The Mid-Ohio Valley Health Department took that approach in Calhoun, Pleasants, Ritchie, Roane, Wirt and Wood counties with the Change the Future WV project, funded by a $4.5 million CDC grant.
That project, now ending, will be expanded by the state Bureau of Public Health into a statewide five-year project, funded by a $9.8 million CDC Community Transformation Grant.
The CDC expects West Virginia to reduce its collective BMI by 5 percent by the end of that project, CDC project officer Wendy Heirendt said Monday.
If that happens, according to the "F as in Fat" report, tens of thousands of West Virginians would be spared obesity-related diseases.
The researchers estimated that 60,000 West Virginians would not develop type-2 diabetes who otherwise would have. About 54,000 West Virginians would be spared heart disease or stroke. To get those estimates, they looked at the statistical frequency with which people develop those illnesses at different weights.
They also looked at income and education data. Nationally, one-third of adults who earn less than $15,000 per year are obese, compared to one-quarter of those who earned $50,000 or more per year, in part because their neighborhoods offer fewer affordable healthy choices, researchers say.
The state's four largest health departments will oversee the new five-year community fitness program in all 55 counties. Dick Wittberg, director of the Mid-Ohio Valley Health Department, said he plans to concentrate heavily on preventing and reducing diabetes. Rahul Gupta, executive director of the Kanawha-Charleston Health Department, said he plans to work extensively with children and public-awareness media in Southern West Virginia.

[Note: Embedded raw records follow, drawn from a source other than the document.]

PR #1139, opened 2026-02-23
feat(ui): polish chats, rewards, and group modals for mobile

jasperdisney:
## Summary

- **Chat back button**: Simplified to icon-only (removed "Back" text), larger arrow
- **Chat header**: Removed group icon, reduced height on mobile, moved SSE Live badge to participants row for more title space, tightened gap between title and subtitle
- **Chat sidebar**: Removed inner shadow from group icons, reduced whitespace before search/filter tabs
- **Message loading skeleton**: Updated to match real chat bubble layout (avatars, sender names, alternating left/right bubbles)
- **Rewards page**: Top 3 stats stack vertically on mobile (Total Points first), Earned & Referrals side-by-side, removed separator between Earn Points and Referral Link sections
- **Group settings modal**: Type badge on separate row below name, name truncates with ellipsis, removed gear icon, reduced padding and spacing
- **Create group modal**: Character count inline with Group Name label (right-aligned), no layout shift on input

### DIFF
--- a/apps/web/src/app/globals.css
+++ b/apps/web/src/app/globals.css
@@ -369,15 +369,6 @@ button:disabled {
   box-shadow: inset 5px 5px 5px rgba(0, 0, 0, 0.1), inset -5px -5px 5px rgba(255, 255, 255, 0.05);
 }
 
-.chat-button {
-  box-shadow: inset 3px 3px 3px rgba(0, 0, 0, 0.1), inset -3px -3px 3px rgba(255, 255, 255, 0.05);
-  transition: all 0.3s ease;
-}
-
-.chat-button:hover:not(:disabled) {
-  box-shadow: none;
-}
-
 .message-input {
   box-shadow: none;
 }
@@ -398,10 +389,6 @@ button:disabled {
 /* Dark mode adjustments for chat styles */
 .dark .chat-card {
   box-shadow: inset 5px 5px 5px rgba(0, 0, 0, 0.3), inset -5px -5px 5px rgba(255, 255, 255, 0.02);
-}
-
-.dark .chat-button {
-  box-shadow: inset 3px 3px 3px rgba(0, 0, 0, 0.3), inset -3px -3px 3px rgba(255, 255, 255, 0.02);
 }
 
 .dark .message-input {
--- a/apps/web/src/app/rewards/page.tsx
+++ b/apps/web/src/app/rewards/page.tsx
@@ -664,20 +664,7 @@ export default function RewardsPage() {
             </div>
 
             {/* Stats Row */}
-            <div className="grid grid-cols-3 gap-2 sm:gap-3">
-              {/* Total Earned */}
-              <div className="rounded-lg border border-border p-3">
-                <div className="mb-1 flex items-center gap-1">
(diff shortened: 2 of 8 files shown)


revlentless:
Good set of polish changes. Reviewed the diff across all 7 files - everything looks clean and intentional. Notes below.

**Chat header (`ChatViewHeader.tsx`)**
- Back button simplified to icon-only with `aria-label="Back"` - good for accessibility. Larger arrow (`h-5 w-5`) is easier to tap on mobile.
- Removing the group `<Users>` icon from the header is fine - the group name + participant count is enough context, and it frees up horizontal space. The `Users` import was cleaned up properly.
- SSE Live badge moved to the same row as the participant count with `-mt-0.5` on mobile. Works well - tightens the header without losing information. For DMs (no participant count), the SSE badge sits alone in that row, which is consistent.
- Mobile padding reduced from `py-4` to `py-2 md:py-4` - good density improvement.

**Chat sidebar (`ChatHeader.tsx`, `ChatListItem.tsx`)**
- `mb-4` → `mb-2` before filter tabs and removing `mb-4` from the tab container - tighter layout, less dead space before search. Good.
- `chat-button` class removed from the group icon in `ChatListItem.tsx`. **This was the last usage** - the `.chat-button` CSS rules in `globals.css` (lines 372–405) are now dead code. Should be cleaned up in this PR or a follow-up.

**Message loading skeleton (`MessageList.tsx`)**
- Much better than the old three stacked rectangles. Alternating left/right bubbles with avatars and sender name placeholders actually looks like a chat. The `flex-1 flex-col justify-end` anchors the skeletons to the bottom like real messages would appear. Nice touch.

**Rewards page (`rewards/page.tsx`)**
- The `space-y-2 sm:grid sm:grid-cols-3 sm:gap-3 sm:space-y-0` + `grid grid-cols-2 gap-2 sm:contents` pattern is a clean way to stack Total Points full-width on mobile while keeping Earned and Referrals side-by-side. On sm+ it all flattens back to a 3-column grid via `sm:contents`. Smart approach.
- Reordering to put Total Points first makes sense - it's the primary metric.
- One `<Separator />` removed between Earn Points and Referral Link. The other `<Separator />` at line 511 is still used, so the import stays. Fine.

**Group settings modal (`GroupManagementModal.tsx`)**
- `truncate` on the group name heading + `min-w-0 flex-1` on the container - proper truncation setup for long group names. Good.
- Type badge on a separate row (`mt-1`) gives the name full width. Better than cramming both on one line.
- Settings gear icon removed from the modal header. Since you're already inside the settings modal, it was redundant. Clean.
- Header padding `p-6` → `px-6 py-4`, content `p-6` → `px-6 pt-4 pb-6`. Tighter top, same sides. Good.
- Removed `mt-2` from the group name display text (line 723) - consistent with the reduced spacing.

**Create group modal (`CreateGroupModal.tsx`)**
- Character count moved inline next to the label with `flex items-baseline justify-between`. No more layout shift from the count appearing below the input. Clean.

Dead `.chat-button` CSS in `globals.css` was cleaned up in a follow-up commit (`5a0d912`).

Approved.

But the statewide program is not well-funded. "It's going to take more than a $1.8 million-a-year grant to reduce an epidemic," Bryant said. "Other pieces have to fall in place for change to happen."
In 2014, the Affordable Care Act health insurance reform will provide health insurance for the state's quarter-million uninsured people. "When that happens, a lot of people will get preventative care," Bryant said.
If Gov. Earl Ray Tomblin does not expand the Medicaid coverage, as health-care reform allows, "a lot of working poor people will still not have health-care coverage."
"But if people can get preventative care at the same time as their communities expand healthy choices, that will be a winning combination," he said. "We'd have a real chance to make a desperately needed difference."